En caso afirmativo toma la alimentación para el biass del micrófono mediante un *Filtro Π (R-C-R-C)*

Esto, pero sin transformador ni diodo


----------



## DOSMETROS (Ene 18, 2015)

Si el zumbido es UMMM

Como mínimo deberías soldarle un cable de masa a las carcasas de los potenciómetros ; y mejor aún sería que forres la caja-gabinete con papel aluminio de cocina pegado por dentro , y con un tornillo le des masa . . .  y todas las masas en estrella.

Saludos !


----------



## diegomj1973 (Ene 18, 2015)

Filtrale los + 12 V que le llegan al mic como te han sugerido, ya que a través de esa resistencia de 20 K se inyecta el ruido de la fuente de PC. Algo que podés probar para saber si es a través de esa resistencia de 20 K que se te cuela el ruido de alimentación de fuente de PC, es alimentar solo el mic a través de una fuente lineal y bien filtrada de + 12 V (unificando los 0 V de esta fuente lineal con la de la PC). Disponele caps de desacople de alimentación bien cerca de los integrados (uno por rama positiva y otro por rama negativa). En serie a cada rama de alimentación (solamente en + y en -), agregale unas resistencias de 100 ohmios (de modo que con los caps de desacople te queden unos lindos filtros RC).

Esas resistencias de 2M2 las bajaría a algo como entre 47 K y 100 K (alterando los caps de paso si fuese necesario lograr una más baja fci), ya que te desplazan demasiado el offset de salida de los 2 primeros LF353 de la izquierda.

Cables mallados para las entradas y salidas, así como el papel aluminio y todo lo demás que te han indicado colocar.

Acostumbrate a colocarle un pequeño cap de 10 pF en paralelo a las resistencias de 100 K del lazo de realimentación de cada LF353.

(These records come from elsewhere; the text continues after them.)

PR #1949, opened 2025-04-14
refactor: migrate check dexer to kotlin

amasotti:
Solves #1456 

Migrated the last left groovy gradle script to Kotlin. In doing so I've also tried to introduce a more modular approach to the Atrium Android dexer compatibility check, by splitting the previously monolithic split in some file for better maintainability and readability.

**Key Changes:**

* **Central Plugin File** (`gradle/build-logic/check-dexer/src/main/kotlin/build-logic.check-dexer.gradle.kts`):
    * Defines the `AtriumDexerExtension` to configure the list of subprojects to be checked.
    * Registers the main `dexerPreCheck` task to validate the `ATRIUM_ANDROID_JAR` environment variable.
    * Resolves the list of `dexerProjects` based on the extension configuration.
    * Iterates through the configured projects and applies the dexer configuration using the `configureDexerForProject` utility function.
    * Registers the `preCheckDexerProjects` task to ensure the prerequisite check runs before any per-project dexer tasks.
    * Registers the aggregating `checkDexer` task that depends on the `checkDexer` task of each configured subproject.


gradle/build-logic/check-dexer/build.gradle.kts
```diff
@@ -0,0 +1,4 @@
+plugins {
+    base
```
robstoll, line 2: as far as I can tell you don't use anything of the base plugin, right? If so, I would remove it

gradle/build-logic/check-dexer/src/main/kotlin/DexerUtils.kt
```diff
@@ -0,0 +1,128 @@
...
+        mavenCentral()
+    }
+
+    // Setup r8 configuration
+    if (project.configurations.findByName("r8") == null) {
+        project.configurations.create("r8")
+        project.dependencies.add("r8", "com.android.tools:r8:8.7.18")
+    }
+
+    // Setup d8 configuration
```
robstoll, line 35: - please remove the comment, your method name already tells us the same
- same same below for registerCheckDexerTask
- for consistency reasons it would maybe make sense to create a configureR8Configuration as well? I would at least remove the comment as well, doesn't add

gradle/build-logic/check-dexer/build.gradle.kts
```diff
@@ -0,0 +1,4 @@
...
+    id("build-logic.kotlin-dsl-gradle-plugin")
+}
```
robstoll, line 4:
```suggestion
}

dependencies {
    api(projects.basics) 
}
```
basics adds the Project.prefixedProject extension

gradle/build-logic/check-dexer/src/main/kotlin/DexerUtils.kt
```diff
@@ -0,0 +1,128 @@
...
+    // Register the checkDexer task
+    registerCheckDexerTask(project, dexerPreCheckTask)
+}
+
+/**
+ * Configures the D8 configuration with appropriate attributes.
+ */
+private fun configureD8Configuration(project: Project) {
+    if (project.configurations.findByName("d8") == null) {
+        val d8Configuration = project.configurations.create("d8").apply {
```
robstoll, line 47: I think you could write it as follows (same for next apply) or is there a difference?
```suggestion
        val d8Configuration = project.configurations.create("d8") {
```

gradle/build-logic/check-dexer/src/main/kotlin/DexerUtils.kt
```diff
@@ -0,0 +1,128 @@
...
+    // Setup d8 configuration
+    configureD8Configuration(project)
+
+    // Register the checkDexer task
+    registerCheckDexerTask(project, dexerPreCheckTask)
+}
+
+/**
+ * Configures the D8 configuration with appropriate attributes.
+ */
```
robstoll, line 44: I would also remove this comment

gradle/build-logic/check-dexer/src/main/kotlin/DexerUtils.kt
```diff
@@ -0,0 +1,128 @@
...
+/**
+ * Registers and configures the checkDexer task that compiles JVM bytecode
+ * into DEX bytecode using the D8 compiler.
+ */
+private fun registerCheckDexerTask(project: Project, dexerPreCheckTask: Provider<Task>) {
+    project.tasks.register<JavaExec>("checkDexer") {
+        description = "Compiles android class files into dex bytecode"
+        inputs.property("ATRIUM_ANDROID_JAR", System.getenv("ATRIUM_ANDROID_JAR"))
+
+        val outputPath = "${project.layout.buildDirectory.get()}/d8"
```
robstoll, line 78: I think more gradle idiomatic would be:
```suggestion
        val outputPath = "${project.layout.buildDirectory.dir("d8")
```
But then you need to use a lazy approach for args further below. Up-to-you if you want to go down that path (see also comment regarding `get`

gradle/build-logic/check-dexer/src/main/kotlin/DexerUtils.kt
```diff
@@ -0,0 +1,128 @@
...
+        outputs.dir(outputPath)
+
+        // Set up dependencies
+        val jvmJar = project.tasks.named<org.gradle.jvm.tasks.Jar>("jvmJar").get()
```
robstoll, line 82: I don't mind if you keep it that way. The "new" way of configuring things in gradle would be to do everything lazily, i.e. don't use `get` and instead `map` and `flatMap` on a `Provider`. as far as I remember you can then use `args(...)` to pass the provider, but something to try tout

gradle/build-logic/check-dexer/src/main/kotlin/ProjectExtension.kt
```diff
@@ -0,0 +1,12 @@
+import org.gradle.api.Project
+
+/**
+ * Returns a project with the given name prefixed with the root project name.
+ * For example, for module name "core" and root project "atrium", returns project ":atrium-core"
+ */
+fun Project.getPrefixedProjectName(name: String, rootProject: String): Project =
```
robstoll, line 7: no need for this file once you depend on projects.basics

gradle/build-logic/check-dexer/src/main/kotlin/build-logic.check-dexer.gradle.kts
```diff
@@ -0,0 +1,79 @@
...
+val extension = extensions.create<AtriumDexerExtension>("dexer")
+
+/**
+ * Validates that the ATRIUM_ANDROID_JAR environment variable is properly set
+ * to a valid android.jar file path.
+ *
+ * @throws GradleException if the environment variable is missing or points to a non-existent file
+ */
+fun validateAndroidJarPath() {
+    val androidJarPath = System.getenv("ATRIUM_ANDROID_JAR")
```
robstoll, line 18: We could move ATRIUM_ANDROID_JAR to a constant, we use it in several places, but up to you, I also guess that it won't change for the next 10 years or so :laughing:

gradle/build-logic/check-dexer/src/main/kotlin/DexerUtils.kt
```diff
@@ -0,0 +1,128 @@
...
+ * Configures the dexer settings for a given project:
+ * - Adds required repositories
+ * - Sets up r8 and d8 configurations
+ * - Registers the checkDexer task that compiles the project's bytecode with D8
+ *
+ * @param project The project to configure
+ * @param dexerPreCheckTask The prerequisite check task
+ */
+fun configureDexerForProject(project: Project, dexerPreCheckTask: Provider<Task>) {
+    // Setup repositories
```
robstoll, line 23: please remove the comment I don't think it adds value

gradle/build-logic/check-dexer/src/main/kotlin/DexerUtils.kt
```diff
@@ -0,0 +1,128 @@
...
+    project.repositories.apply {
```
robstoll, line 24: same question as elsewhere, is there a difference in using apply or just `repositories {` if there isn't then I would prefer the later (also in the rest of the code)

gradle/build-logic/check-dexer/src/main/kotlin/build-logic.check-dexer.gradle.kts
```diff
@@ -0,0 +1,79 @@
...
+        )
+    }
+
+    if (!File(androidJarPath).exists()) {
+        throw GradleException(
+            "ATRIUM_ANDROID_JAR environment variable points to a non-existing file: $androidJarPath"
+        )
+    }
+
+    logger.lifecycle("Using android.jar from: $androidJarPath")
```
robstoll, line 33: nice :+1:

gradle/build-logic/check-dexer/src/main/kotlin/build-logic.check-dexer.gradle.kts
```diff
@@ -0,0 +1,79 @@
...
+
+// Configure prerequisite check task
+val dexerPreCheckTask = tasks.register("dexerPreCheck") {
+    doFirst {
+        validateAndroidJarPath()
+    }
+}
+
+// Resolve the list of projects to check for dexing compatibility
+val dexerProjects: List<Project> = extension.subprojects
```
robstoll, line 44: could again be lazily then it would be something along the line of
```
extension.subprojects.map { list -> list.map { prefixedProject(it) } }
```

robstoll (commented):
@amasotti thanks for your work, I have a few comments here and there. We can also merge it as is, see them as suggestions for improvment. Let me know what you want to do

gradle/build-logic/check-dexer/build.gradle.kts
amasotti: done :)

gradle/build-logic/check-dexer/src/main/kotlin/DexerUtils.kt
amasotti: done :)

gradle/build-logic/check-dexer/build.gradle.kts
amasotti: nice, thanks!

gradle/build-logic/check-dexer/src/main/kotlin/DexerUtils.kt
amasotti: done :)

gradle/build-logic/check-dexer/src/main/kotlin/DexerUtils.kt
amasotti: done :)

gradle/build-logic/check-dexer/src/main/kotlin/DexerUtils.kt
amasotti: This is I think the only suggestions I wouldn't follow. The two lines below (`dependsOn`) refer to the checkDexer task, not the jvmJar. 
I tried with a lazy loading, but I start getting problems in compiling Kotlin. :(

gradle/build-logic/check-dexer/src/main/kotlin/ProjectExtension.kt
amasotti: api.basics imported and removed this file all together

gradle/build-logic/check-dexer/src/main/kotlin/build-logic.check-dexer.gradle.kts
amasotti: declared as `const val` in the AtriumDexerExtension class.

gradle/build-logic/check-dexer/src/main/kotlin/DexerUtils.kt
amasotti: I removed it below, you're totally right. In those cases `.apply` is redundant. In this case however it didn't work for some reasons. Repositories seem to require the scope function.

gradle/build-logic/check-dexer/src/main/kotlin/build-logic.check-dexer.gradle.kts
amasotti: Done, thanks for the hint!

amasotti:
@robstoll Thanks a lot for the code review!

I learned quite a few things in this PR and improvement suggestions are ALWAYS welcome ;)

gradle/build-logic/check-dexer/src/main/kotlin/DexerUtils.kt
```diff
@@ -0,0 +1,118 @@
...
+import java.io.OutputStream
+
+fun configureDexerForProject(project: Project, dexerPreCheckTask: Provider<Task>) {
+
+    project.repositories.apply {
+        google()
+        mavenCentral()
+    }
+
+    configureR8(project)
```
robstoll, line 21: Nitpick: I would use twice the same naming:
```suggestion
    configureR8Configuration(project)
```

or twice without Configuration

gradle/build-logic/check-dexer/src/main/kotlin/DexerUtils.kt
robstoll: Fine with me, let me know if you want to try to solve the compilation problem together. Alternatively, I might take a look and create a follow-up PR if I have time and can share my solution if I should find one.

robstoll (approved):

gradle/build-logic/check-dexer/src/main/kotlin/DexerUtils.kt
antonio-masotti: Agree, but I preferred `configureR8` and `configureD8` as consistent naming. 
Somehow `configure..Configuration` sounds redundant :)

robstoll (approved):

robstoll:
@amasotti finally, we don't have any groovy code left 🎉 thanks

there aren't any good first issues left but I have some in mind which I could write done. Do you fancy to do a third one?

La resistencia de 22 K del último LF353 levantásela a 39 K.

Saludos


----------



## catykanal (Ene 18, 2015)

Fogonazo dijo:


> Cuando solo era entrada de línea ¿ Hacía ruido ?
> 
> En caso afirmativo toma la alimentación para el biass del micrófono mediante un *Filtro Π (R-C-R-C)*
> 
> ...



Hola Fogonazo, cuando solo era entrada de linea no hacia ruido al menos cuando se conectaba a una fuente de audio, sin ella supongo que es normal justo como lo muestro en el video. El ruido inicio cuando conecte el microfono Un saludo





DOSMETROS dijo:


> Si el zumbido es UMMM
> 
> Como mínimo deberías soldarle un cable de masa a las carcasas de los potenciómetros ; y mejor aún sería que forres la caja-gabinete con papel aluminio de cocina pegado por dentro , y con un tornillo le des masa . . .  y todas las masas en estrella.
> 
> Saludos !



Hola Dosmetros, voy a intentar para reducir los ruidos que permite pasar mi caja de mdf, pero el ruido de la entrada de linea se elimina al conectar una fuente de audio lo que me hace pensar que el problema es mi alimentacion del microfono ya que el ruido que aparece en el video se aprecia que es mas fuerte en el microfono, y una pregunta como son las masas en estrella?
Saludos



Dano dijo:


> El ruido de que tipo es? de red, blanco?



Hola Dano, sinceramente no se que tipo de ruido es, se escucha bien en el video, una disculpa porque estaba en privado pero ya se puede ver.
Un saludo


----------



## DOSMETROS (Ene 18, 2015)

Masa en estrella es que acude a un solo punto del chasis , ejemplo , si la entrada de la plaqueta esta a chasis , la salida también y la fuente también , tenés lazos que se comportan como espiras , tenés que evitar eso.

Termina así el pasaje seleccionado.